Toutefois, les commentateurs soulignaient vendredi la grande convergence des derniers sondages, donnant tous sans exception la victoire au PS.

"Le PS n'est pas très loin de pouvoir reconduire sa majorité absolue, ce qui il y a encore une semaine paraissait hautement improbable", soulignait même dans un éditorial Luis Queiros, de l'institut de sondage Marktest.

Selon le politologue Antonio Costa Pinto, "un certain électorat hésitant a fini par revenir vers le PS, en particulier ceux qui avaient voulu punir Socrates aux européennes ou qui se sont abstenus".

En outre, "Ferreira Leite, en misant toute sa stratégie sur la critique du gouvernement sans propositions alternatives, n'a pas réussi à mobiliser l'électorat", a déclaré M. Costa Pinto à l'AFP.

Tout au long de la campagne, José Socrates, partisan d'un socialisme réformiste et pragmatique, s'est attaché à ancrer son discours à gauche, se présentant comme l'unique recours contre la droite, pour tenter de contrer la forte progression attendue du Bloc de Gauche.

Créditée en début de campagne de 14 voire 16% des intentions de vote, cette formation d'extrême gauche connaît un tassement dans les derniers sondages qui lui attribuent 9,4 à 11% des suffrages, ce qui en ferait la troisième force politique du pays.

Ces derniers jours, le Bloc a accentué ses attaques contre le Premier ministre sortant, qualifié de "libéral radical dangereux" par son dirigeant, le trotskiste Francisco Louça.

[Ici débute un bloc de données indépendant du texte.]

PR #1373, opened 2026-06-03
Hamlib/OmniRig: Round received frequency to nearest 100 Hz.

tmiw:
~~When double-clicking on a row in FreeDV Reporter, FreeDV will change your radio's frequency to the frequency of the user that was double-clicked. This PR adjusts this frequency to the closest 100 Hz increment, similar to what's done when manually entering a frequency on the main window.~~

EDIT: New description below.

I received reports that the frequency sent to FreeDV Reporter and the frequency displayed in app aren't consistent due to changes made prior to 2.3.0. This PR rounds the received frequency from the radio instead so that FreeDV changes to the correct frequency when the user double-clicks on a row in FreeDV Reporter.


barjac:
Surely double clicking on a row in the reporter would select the row and then de-select it?

I would think this may be better done with a context menu when right clicking the frequency itself (to be consistent with right clicking the callsign for qrz lookup and right clicking a Msg for copy message).

tmiw:
> Surely double clicking on a row in the reporter would select the row and then de-select it?
> 
> I would think this may be better done with a context menu when right clicking the frequency itself (to be consistent with right clicking the callsign for qrz lookup and right clicking a Msg for copy message).

Going to someone else's frequency seems to be a pretty common activity, no? Wouldn't needing to right-click add friction to that process? Note that it's been double-click for quite a while.

barjac:
> > Surely double clicking on a row in the reporter would select the row and then de-select it?
> > I would think this may be better done with a context menu when right clicking the frequency itself (to be consistent with right clicking the callsign for qrz lookup and right clicking a Msg for copy message).
> 
> Going to someone else's frequency seems to be a pretty common activity, no? Wouldn't needing to right-click add friction to that process? Note that it's been double-click for quite a while.

As one who still actually touches the radio to change frequency I was not even aware that this existed.
I tune the radio and FreeDV and KLog just follow.
I will leave this to others for comment - sorry for the noise! :)

barjac:
OK since nobody else seems interested in testing this I have just tested it with my TS-450S.

It does as I expected, the double click selects and deselects the row.
Unless moused over a message, it does also perform the frequency/mode change.
If moused over a message it ONLY selects the row. No freq or mode change.

This is confusing.
It would be better if it only changed the mode/freq if it was moused over just the frequency required.
A context menu for compatibility with other reporter functions as mentioned earlier would be the best.
A context menu could say "QSY to 7.197MHz" etc. which is more user friendly.
Two single clicks replacing one double click.
No 'friction' for me as there is no chance of timing issues associated with a slow 'double click' being interpreted as two 'single' clicks.

tmiw:
I adjusted the double-click action to only adjust frequency if double-clicking on the frequency itself.

BTW for context, this PR is intended to return FreeDV Reporter to 2.2.1 behavior regarding frequency changing. Another user tested both versions with small frequency changes and got the following:

```
FreeDV 2.2.1
TRX,         Reporter (Display), Reporter (Hold)
7.180000, 7.1800,                 7.180000
7.180049, 7.1800,                 7.180000
7.180050, 7.1801,                 7.180100
7.180100, 7.1801,                 7.180100
7.180050, 7.1801,                 7.180100
7.180049, 7.1800,                 7.180000
7.180000, 7.1800,                 7.180000
* It appears that the TRX frequency is rounded to the nearest 10Hz and that value is sent to the Reporter server.

FreeDV 2.3.1
TRX,         Reporter (display), Reporter (hold)
7.179950,  7.1799,                7.179950
7.179951,  7.1800,                7.179951
7.179950,  7.1799,                7.179950
7.179949,  7.1799,                7.179949
7.179999,  7.1800,                7.179999
7.180000,  7.1800,                7.179999
7.180001,  7.1800,                7.180001
7.180002,  7.1800,                7.180002
7.180001,  7.1800,                7.180001
7.180000,  7.1800,                7.180001
7.179999,  7.1800,                7.179999
7.179998,  7.1800,                7.179998
```

("Reporter (hold)" is the TRX frequency after double-clicking.)

I'll send a build over to them to make sure this PR does as intended, but it would be useful if others could try this as well.

tmiw:
Based on feedback I received:

1. I reverted the change to require double-clicking on the Frequency field.
2. I reverted the original PR change in favor of doing the rounding when we receive the frequency update from the radio.

For (2) at least I'm not sure if it'll cause breakage in Hamlib again so we'll need to do more testing before merge for sure (assuming the rest of the changes are fine).

PR #1375, opened 2026-06-03
Fix intermittent non-response to short PTT clicks to stop TX

barjac:
Removes event.Skip() from OnTogBtnPTT() in src/ongui.cpp.

All other toggle button handlers (OnTogBtnOnOff, OnTogBtnAnalogClick, OnTogBtnTune) do not propagate their events to parent windows.

OnTogBtnPTT was the odd one out. Calling Skip() can cause the event to be re-dispatched under certain GTK signal timing conditions, which undoes the PTT state change and leaves the radio stuck in TX after a short click.

The fix aligns PTT button event handling with the rest of the toggle buttons. Tested on Linux (GTK) — the issue appears resolved, but wider testing would be welcome as the triggering conditions are timing-dependent and may vary across platforms and GTK versions.

Diagnosed in collaboration with Claude Code


tmiw:
I think this change is okay and will merge, but out of curiosity, how did Claude come to this conclusion?

barjac:
I explained the issue that we were seeing in detail and asked Claude to analyze all the possible triggers related to the ptt button. It took Claude a relativly long time but the possibility that it could actually be turning off and back on, rather than not responding came out as the most probable culprit.

PR #1377, opened 2026-06-04
Move Tune button into Control widget

barjac:
I have always thought that positioning the Tune button in the Transmit Attenuation widget was wrong.
Another user also queried this yesterday so I investigated moving it into the Control widget.

This PR does the following:
Relocates the Tune toggle button from the TX Attenuation widget into the Control widget, positioned between "Switch to Analog" and "Start Voice Keyer".

The Tune button is a control action rather than an attenuation setting, so this placement better reflects its purpose and groups it logically with the other operation controls.
It also improves the visual balance of the right-hand panel — the TX Attenuation widget now contains only attenuation controls.
Another advantage is that the main window height may now be reduced further if required before major auto-arranging takes place.

All existing event handlers (toggle, right-click tune attenuation context menu, mouse wheel) are unchanged. The keyboard focus tab order is updated to match the new position.

The change is also reflected in USER_MANUAL.md

Tested on Linux (GTK).


tmiw:
Should the Tune button be closer to the PTT button since both cause the radio to transmit?

barjac:
> Should the Tune button be closer to the PTT button since both cause the radio to transmit?

VK also causes the radio to transmit :)

I considered the position carefully so that it was logical. Buttons are in order of most used during a regular operating session starting at the bottom with PTT, then VK, Tune etc.
Also less likely to be accidentally clicked when missing the PTT where it is.
Most users will use the monitor with VK so its more noticeable when accidentally pressed.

Le Bloc, comme les communistes et verts de la Coalition démocratique et unitaire (CDU), crédités d'environ 8% des intentions de vote, ont exclu toute alliance avec un éventuel gouvernement minoritaire socialiste.

"Le seul vote utile est le vote pour le Bloc de Gauche car il met fin à la majorité absolue", a assuré jeudi soir Francisco Louça, au cours d'une rencontre-débat avec des étudiants.

Craignant le retour de bâton de sondages trop favorables, les socialistes se gardaient cette fin de semaine de manifester leur enthousiasme, toute mention à une possible majorité absolue ayant été "proscrite" par l'état-major de campagne, selon plusieurs médias portugais.

"La consigne est au silence. La majorité absolue : on en rêve, mais on ne le dit pas...", résumait le Diario de Noticias.